# Problem requirements
Restate the data that follows exactly as it stands, beginning with the first line and ending with the line that contains "Find out the".

(Saved entries)
PR #284, opened 2019-04-23
Replace phantomjs with puppeteer

### LINKED ISSUE #254: Replace PhantomJS with Puppeteer
[I see](https://github.com/jkphl/gulp-svg-sprite/issues/69) [that](https://github.com/jkphl/svg-sprite/issues/100) [many](https://github.com/jkphl/svg-sprite/issues/239) [people](https://github.com/jkphl/svg-sprite/issues/211) [have](https://github.com/jkphl/svg-sprite/issues/222) [problems](https://github.com/jkphl/svg-sprite/pull/244) with the complexity of installing PhantomJS.

Also, the project is officially dead. Do you think it's a good idea to replace PhantomJS with [Puppeteer](https://github.com/GoogleChrome/puppeteer)?
Find out the real dimensions of SVG without width and height there is not difficult.
Puppeteer is entirely node.js-compatible, might correctly installed almost everywhere. It indeed is more compatible than PhantomJS. The browser in it can be run with parameters for greater compatibility (disabling hardware acceleration, for example).

Do you think it's a good idea to replace PhantomJS with [Puppeteer](https://github.com/GoogleChrome/puppeteer)?

mojoaxel:
Hi @jkphl :wink: 

This is an attempt to get rid of the phantom.js dependency (see #254):
* replaced `phantomjs` with `puppeteer`
* replaced `svg2png` with `sharp`.

So far I have encountered the following problems:

1. All PNG renderings with puppeteer differ very slightly from the originals from phantom. Because the images are not pixel-perfect I had to replace all expected images for the tests to be green again. Because a pixel-perfect for PNG renderings can not be ensured **I would consider this a breaking change**.
2. The `sharp` library prints a "CSS parsing error" while saving a SVG as PNG. I'm not sure were exactly this problems occurs and why. I'm going to create an issue with the sharp library to see if this can be solved.
3. The test case `view\png\css.horizontal.mixed.png` is still failing.

I would consider this a first proof of concept and would be happy If you folks could test this branch an see if it still works in you setup.

Fixes #254

TODO:

- [x] split the looks-same patch. I gave this a go in but I'm not 100% sure it's OK yet - Opened #417
- [ ] see if we really need sharp; we should be able to write the PNG image from puppeteer and just compare it?
- [ ] update puppeteer to the latest version
- [ ] make puppeteer optional
- [ ] move the newly added puppeteer code to a new file and reduce duplication in tests
- [ ] fix the intermittent test failures


jkphl:
@mojoaxel Hi Alex! Awesome, thank you! I will review this as soon as possible, but it will take me some time due to general overload. Please bear with me. :)

lib/svg-sprite/shape.js
```diff
@@ -20,9 +20,7 @@ xpath						= require('xpath'),
 cssom						= require('cssom'),
 CssSelectorParser			= require('css-selector-parser').CssSelectorParser,
 csssel						= new CssSelectorParser(),
-execFile					= require('child_process').execFile,
-phantomjs					= require('phantomjs-prebuilt').path,
-dimensionsPhantomScript		= path.resolve(__dirname, 'shape/dimensions.phantom.js'),
+puppeteer = require('puppeteer'),
```
ogonkov: Changes shouldn't interrupt code style of the file

sp90:
@jkphl are we doing this?

mojoaxel:
> @jkphl are we doing this?

let me know it I can help. I met @jkphl last week and this PR came back to mind. I'll try to have a look this week and see if I can improve it. I still think it's worth a breaking change.

jkphl:
Sorry all. I'm totally swamped with tasks for months now and I just don't find any time to take care for my OS side projects.

@mojoaxel very thankful for your efforts! Maybe we should have a personal chat before you go a head and do something about this? You can catch me in the office whenever you find some time to call me.

test/svg-sprite.js
```diff
@@ -390,13 +400,10 @@ describe('svg-sprite', function () {
 
                     capturePuppeteer(preview, previewImage, function (error) {
                         should(error).not.ok;
-                        imageDiff({
-                            actualImage: previewImage,
-                            expectedImage: path.join(__dirname, 'expected', 'png', 'css.html.png'),
-                            diffImage: path.join(__dirname, '..', 'tmp', 'css', 'png', 'css.html.diff.png')
-                        }, function (error, imagesAreSame) {
+                        looksSame(previewImage,path.join(__dirname, 'expected', 'png', 'css.html.png'),
+                        function (error, r) {
```
ogonkov: what is `r`?

mojoaxel: Maybe @bung87 can answer this?

mojoaxel: I think "r" is short for "result". I'll improve..

mojoaxel:
Thanks to @bung87 we could improve this further. Now there are still 3 tests failing and we should talk about on how to handle this!

## creates visually correct sprite with - packed layout

#### expected
image

#### current
image

## creates visually correct sprite (horizontal.mixed)

#### expected 
image
#### current
image

mojoaxel:
> creates visually correct sprite with - packed layout

Strangely I get the same failed tests also with `master`. So it looks like this problem has nothing to do with this PR.

test/svg-sprite.js
```diff
@@ -14,19 +14,17 @@
  */
 
 var fs = require('pn/fs'); // https://www.npmjs.com/package/pn
-var svg2png = require('svg2png');
+var sharp = require('sharp');
```
ogonkov: Why did you use `sharp`?

package.json
```diff
@@ -48,8 +48,8 @@
     "mkdirp": "^0.5.1",
     "mocha": "^5.2.0",
     "mustache": "^3.0.0",
-    "phantomjs-prebuilt": "^2.1.16",
     "prettysize": "^1.1.0",
+    "puppeteer": "^2.0.0",
```
ogonkov: If phantom/puppeter is used only to find SVG dimensions when it missing, it could be moved to `optionalDependencies`

package.json
```diff
@@ -60,18 +60,18 @@
...
     "coveralls": "^3.0.2",
-    "image-diff": "^2.0.0",
     "istanbul": "*",
     "jshint": "^2.9.6",
     "less": "^3.8.1",
+    "looks-same": "^7.2.2",
     "mocha": "",
     "mocha-lcov-reporter": "*",
-    "node-sass": "^4.9.3",
+    "node-sass": "^4.13.0",
```
ogonkov: `node-sass` is replaced by `sass` (this could affect css output and tests results)

mojoaxel: ? It looks to me like `node-sass` is still under active development.

ogonkov: node-sass is C lib, sass is officially support Dart implementation that is distributed as `sass` package

mojoaxel:
I rebased on master and updated the dependencies.
There are still the two open issues with the test that should be discussed.

package.json
mojoaxel: Feel free to provide a seperate pull-request that replaces `node-sass` with `sass`! 
I think this is not in the scope of this PR.

jkphl:
@mojoaxel Regarding the failing tests:

* The Zebra problem could be what we talked about earlier (screenshot must not be taken immediately as browser might need a bit to process CSS within the SVG file)
* The problem with the order of the packed sprite somehow seems to be related to the node version. See the [latest Travis runs](https://travis-ci.org/jkphl/svg-sprite/builds/638875146): Node including v10 is fine, v11+ fails.

I'll look into this as soon as possible, maybe next weekend.

mojoaxel:
>  The Zebra problem could be what we talked about earlier (screenshot must not be taken immediately as browser might need a bit to process CSS within the SVG file)

Sadly this is not a timing issue. [This test](https://github.com/jkphl/svg-sprite/blob/03073deb4c8b81256afc2ad90eea07ee229bd47f/test/svg-sprite.js#L920-L930) just renders a yaml layout as svg, than saves it as png and compares it to an expected result. There is no puppeteer here.

This looks to me like this problem is caused by `sharp`. The SVG file [zebra.svg](/jkphl/svg-sprite/blob/master/test/fixture/svg/css/zebra.svg) is quite "challenging": It has embedded CSS styles that include multiple @media-queries for different screen sizes. But what if the svg-image is just rendered into a png using `sharp`?? What is the screen-size there?

Maybe this is not a problem! It should be ok to just replace the zebra in this test-case with another simpler SVG.

What do you guys think?

jkphl:
@mojoaxel I don't think it's appropriate to alter / simplify the test just to make it align with the (new) reality. Again: The tests used to work fine (and still do) with up until Node 11. There's a problem, yes, but the solution has to fix the code, not the fixture ...

mojoaxel:
> I don't think it's appropriate to alter / simplify the test just to make it align with the (new) reality.

Obviously you are right in general, but in this case it is more difficult. 
What is this test for? Why, exactly is the old implementation returning a greenish zebra? If you ask me this is just random and has no meaning at all for this test case (rendering a given a layout). With test cases like this, that test multible things at the same time and the outcome is kind of random it is impossible to make meaningful changes.

Maybe (and I doubt that) it is useful to discuss and test how SVG should handle media-queries in embedded CSS but this should IMHO be done in a seperate test case and not within multible other tests.

The question stands: What is the expected outcome if you render an SVG mit embedded css-media-queries as PNG? What if you export the same SVG using a vector-tool like Inkscape? Media queries only make sense in a browser-context not within a rendering engine!

> The tests used to work fine (and still do) with up until Node 11.

This is only the case with the "packed layout" tests. The "tebra-test" always break.
Why the "packed layout" behaved different on newer node versions is really interesting! I have no idea so far.

Antonio-Laguna:
I have been having some issues with phantom and we've realised it was also slowing down our builds. I took your PR for a spin and noticed a difference in our tests.

Input SVG was 
```
<svg xmlns="http://www.w3.org/2000/svg" xmlns:xlink="http://www.w3.org/1999/xlink">
<rect x="10" y="10" height="100" width="100" style="stroke:#ff0000; fill: #0000ff"/>
</svg>
```

Got like 

```
<symbol viewBox="0 0 300 150" id="one" xmlns="http://www.w3.org/2000/svg">
<rect x="10" y="10" height="100" width="100" style="stroke:#ff0000; fill: #0000ff"/>
</symbol>
```

While the previous version was

```
<symbol viewBox="0 0 100 100" id="one" xmlns="http://www.w3.org/2000/svg">
<rect x="10" y="10" height="100" width="100" style="stroke:#ff0000; fill: #0000ff"/>
</symbol>
```

`viewBox` is different which makes the rendered version smaller. Thought it could be the `rect` since I have a few other SVGs for the test and the others aren't affected. Replaced the `rect` with a `path`and the issue was the same. Not sure what the issue is though.

mojoaxel:
> I took your PR for a spin and noticed a difference in our tests.

@Antonio-Laguna Thanks for the feedback! I need to look into that.

.gitignore
```diff
@@ -7,3 +7,4 @@
 /tmp
 /FEATURES.md
 /dev-scripts/
+.vscode/launch.json
```
MartijnCuppens: If we're going to add this, shouldn't we just exclude the whole `.vscode` folder?

lib/svg-sprite/shape.js
```diff
@@ -20,9 +20,7 @@ xpath						= require('xpath'),
 cssom						= require('cssom'),
 CssSelectorParser			= require('css-selector-parser').CssSelectorParser,
 csssel						= new CssSelectorParser(),
-execFile					= require('child_process').execFile,
-phantomjs					= require('phantomjs-prebuilt').path,
-dimensionsPhantomScript		= path.resolve(__dirname, 'shape/dimensions.phantom.js'),
+puppeteer				= require('puppeteer'),
```
MartijnCuppens: This needs an additional indent
```suggestion
puppeteer					= require('puppeteer'),
```

.gitignore
mojoaxel: fixed

lib/svg-sprite/shape.js
mojoaxel: fixed

mojoaxel:
While the debate here goes on I published the phantomjs and svg2png free version on npm:
[@fullstax/svg-sprite](https://www.npmjs.com/package/@fullstax/svg-sprite)

gabbersepp:
> While the debate here goes on I published the phantomjs and svg2png free version on npm:
> [@fullstax/svg-sprite](https://www.npmjs.com/package/@fullstax/svg-sprite)

Hey I just tested the lib and I encountered differences between our old sprite and the new one:

image

But there is no need to provides fixes. We just continue to use the old lib.

MartijnCuppens:
@gabbersepp, that's an optimalisation, those ones and zeros are booleans, that's why the spaces can be removed.

gabbersepp:
> @gabbersepp, that's an optimalisation, those ones and zeros are booleans, that's why the spaces can be removed.

Good to know. Is there a possibility to disable this? I just want to see if both sprites are absolutly equal.

MartijnCuppens:
> Good to know. Is there a possibility to disable this? I just want to see if both sprites are absolutly equal.

No clue, but maybe you can optimise the old sprite file with svgo?

mojoaxel:
@gabbersepp My changes introduce a major change! It is naturally not a perfect drop-in replacement. The results should be optically and functionality but not binary identical!

gabbersepp:
> @gabbersepp My changes introduce a major change! It is naturally not a perfect drop-in replacement. The results should be optically and functionality but not binary identical!

Thanks for your work! I did an "optical" comparization and everything seems good.

package.json
Ptico: Fully agree, viewbox is a good practice and forcing 200MB downloads for everyone who follow good practices is bad. What about to throw a meaningful message when puppeteer is needed but not installed?

Jordan-Hall:
@mojoaxel i dropped your plugin replacement and puppeteer came back with an error file://dummy.svg not found

XhmikosR:
@mojoaxel I'd be interested in this after we land some of the other open PRs first to drop Node.js 8.x and sort out some things.

The test failures are something I haven't figured them out. Not sure if it's the test code, phantomjs or something in Node.js but happens in all Node.js versions >= 10.

Also, it'd would be indeed nice to lazyload puppeteer, make it an optional dependency and throw a nice error if someone tries to use the feature that needs puppeteer.

package.json
```diff
@@ -47,9 +47,10 @@
     "lodash.pluck": "^3.1.2",
     "mkdirp": "^0.5.1",
     "mustache": "^4.0.0",
-    "phantomjs-prebuilt": "^2.1.16",
     "prettysize": "^2.0.0",
     "svgo": "^1.3.2",
+    "puppeteer": "^2.0.0",
+    "should": "^13.2.3",
```
XhmikosR, line 53: This needs to be moved to devDependencies

XhmikosR:
In fact, we could land the looks-same patch much sooner if you could make a PR for that separately.

test/svg-sprite.js
```diff
@@ -131,21 +160,29 @@ function compareSvg2Png(svg, png, expected, diff, done, msg) {
...
-                        diffImage: diff
-                    }, function (err, imagesAreSame) {
-                        should(err).not.ok;
-                        should.ok(imagesAreSame, msg);
-                        done();
-                    });
-                })
-                .catch(ecb);
+        .then(function(buffer) {
+            sharp(buffer).toFile(png, function(err) {
```
XhmikosR, line 164: I was wondering, can't we use `readFile` without an `enconding` set (thus returning a Buffer) and `writeFile`? Do we need sharp?

XhmikosR:
Rebased this. We need to finish with #398 first.

What would help is if:

1. someone could split the looks-same patch. I gave this a go in https://github.com/jkphl/svg-sprite/commit/8eea02e332a739110e3ddd4e7d79a5e1ff2340b2 but I'm not 100% sure it's OK yet
2. make puppeteer optional
3. see if we really need sharp
4. this PR still doesn't seem to fix the Node.js > 10 test failures
5. update puppeteer to the latest version

XhmikosR:
Rebased and updated the TODO in the PR description. Any help would be appreciated to sort the TODO so that we can land this.

lib/svg-sprite/shape.js
```diff
@@ -513,20 +511,60 @@ SVGShape.prototype._determineDimensions = function(cb) {
...
+			.then(function() {
+				return _browser.close();
+			})
+			.then(function() {
+				cb();
+			})
+			.catch(function(err) {
+				console.error(err);
+			});
+		} catch(err) {
```
ert78gb, line 564: There is no synchronous code in the try-catch block, so it will catch nothing. Have to move the `cb(new Error(err));` to the line 562

lib/svg-sprite/shape.js
```diff
@@ -513,20 +511,60 @@ SVGShape.prototype._determineDimensions = function(cb) {
...
+				return _page.evaluate(function(node) {
+					var rect = node.getBoundingClientRect();
+					return { width: rect.width, height: rect.height };
+				}, nodeHandle);
+			})
+			.then(function(bounds) {
+				that.width = that._round(bounds.width);
+				that.height = that._round(bounds.height);
+				return _nodeHandle.dispose();
+			})
```
ert78gb, line 554: I think can be simplify the 3 function into 2 and eliminate the `_nodeHandle` variable.
```suggestion
			.then(function() {
				return _page.evaluate(function() {
					const rect = $('svg').getBoundingClientRect()
					return { width: rect.width, height: rect.height };
				});
			})
			.then(function(bounds) {
				that.width = that._round(bounds.width);
				that.height = that._round(bounds.height);
			})
```

lib/svg-sprite/shape.js
```diff
@@ -513,20 +511,60 @@ SVGShape.prototype._determineDimensions = function(cb) {
...
-	        	cb(null);
-	        } else if (stderr.length > 0) {
-	            cb(new Error(stderr.toString().trim()));
-	        } else {
-	            cb(new Error('PhantomJS didn\'t return dimensions for "' + that.name + '"'));
-	        }
-	    });
+		var _browser, _page, _nodeHandle;
+		try {
+			puppeteer.launch()
```
ert78gb, line 516: Start a new browser instance is a very expensive operation. I think worth to implement a singleton for the browser instantiation  and dispose the the browser object when the `svg-sprite` finish the job.

lib/svg-sprite/shape.js
```diff
@@ -513,20 +511,60 @@ SVGShape.prototype._determineDimensions = function(cb) {
...
+					return { width: rect.width, height: rect.height };
+				}, nodeHandle);
+			})
+			.then(function(bounds) {
+				that.width = that._round(bounds.width);
+				that.height = that._round(bounds.height);
+				return _nodeHandle.dispose();
+			})
+			.then(function() {
+				return _browser.close();
```
ert78gb, line 556: If there is any error in the process the chromium will not exit and will consume the resources.
If you implement the singleton pattern then it can be a solution or close the browser in the catch block too

XhmikosR:
@ert78gb might be easier if you made a new PR with your fixes. See also the TODO in the PR's first post.

ert78gb:
Yesterday I wanted to investigate the #421 but on Mac, not every test pass. If I check the diff png I don't see any difference. I ran the #417 on my machine and every test passed.
Don't you think it worth adding windows and mac to the test matrix? 

If you merge #417 I will create a new PR.

XhmikosR:
@ert78gb that's normal because phantomjs has known issues with DPI and produces different images, at least on Windows. My plan is to at least add Windows on CI after we remove puppeteer.

Temporarily you could use the CI, that's what I've been using all this time too. When tests fail, the images are uploaded on CI.

So, the puppeteer change doesn't need to be tied to looks-same, they are 2 different things AFAICT.

#417 isn't ready either AFAICT; it has its own TODO.

ert78gb:
Wait for CI is increase the development time, but I will try. CI is great to run the test matrix, but when the tests fail in local ... :(

If you have TODO for a PR and it is not a blocker I think worth creating a separate issue. Do everything in 1 PR is not efficient.

I think this refactoring period worth doing many small PR, because the review is much easier.
I am a little bit worried about this project because wait 2-3 week for a PR merge not good.

If I see well not @XhmikosR the bottleneck.

XhmikosR:
Well, we are all volunteers, so you know. I explained to you the current TODOs and I have already broken this PR into 2 parts.

Unfortunately, I can't help you with CI, it is what it is. And it was much worse before my recent patches; they never passed on Node.js > 10. Although, I'm tempted to just drop Node.js 10 support too being that it goes EOL at the end of April. I'd still like to have a stable sorting algo, but it's one less thing to worry about.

# Exercise solution
PR #284, opened 2019-04-23
Replace phantomjs with puppeteer

### LINKED ISSUE #254: Replace PhantomJS with Puppeteer
[I see](https://github.com/jkphl/gulp-svg-sprite/issues/69) [that](https://github.com/jkphl/svg-sprite/issues/100) [many](https://github.com/jkphl/svg-sprite/issues/239) [people](https://github.com/jkphl/svg-sprite/issues/211) [have](https://github.com/jkphl/svg-sprite/issues/222) [problems](https://github.com/jkphl/svg-sprite/pull/244) with the complexity of installing PhantomJS.

Also, the project is officially dead. Do you think it's a good idea to replace PhantomJS with [Puppeteer](https://github.com/GoogleChrome/puppeteer)?
Find out the real dimensions of SVG without width and height there is not difficult.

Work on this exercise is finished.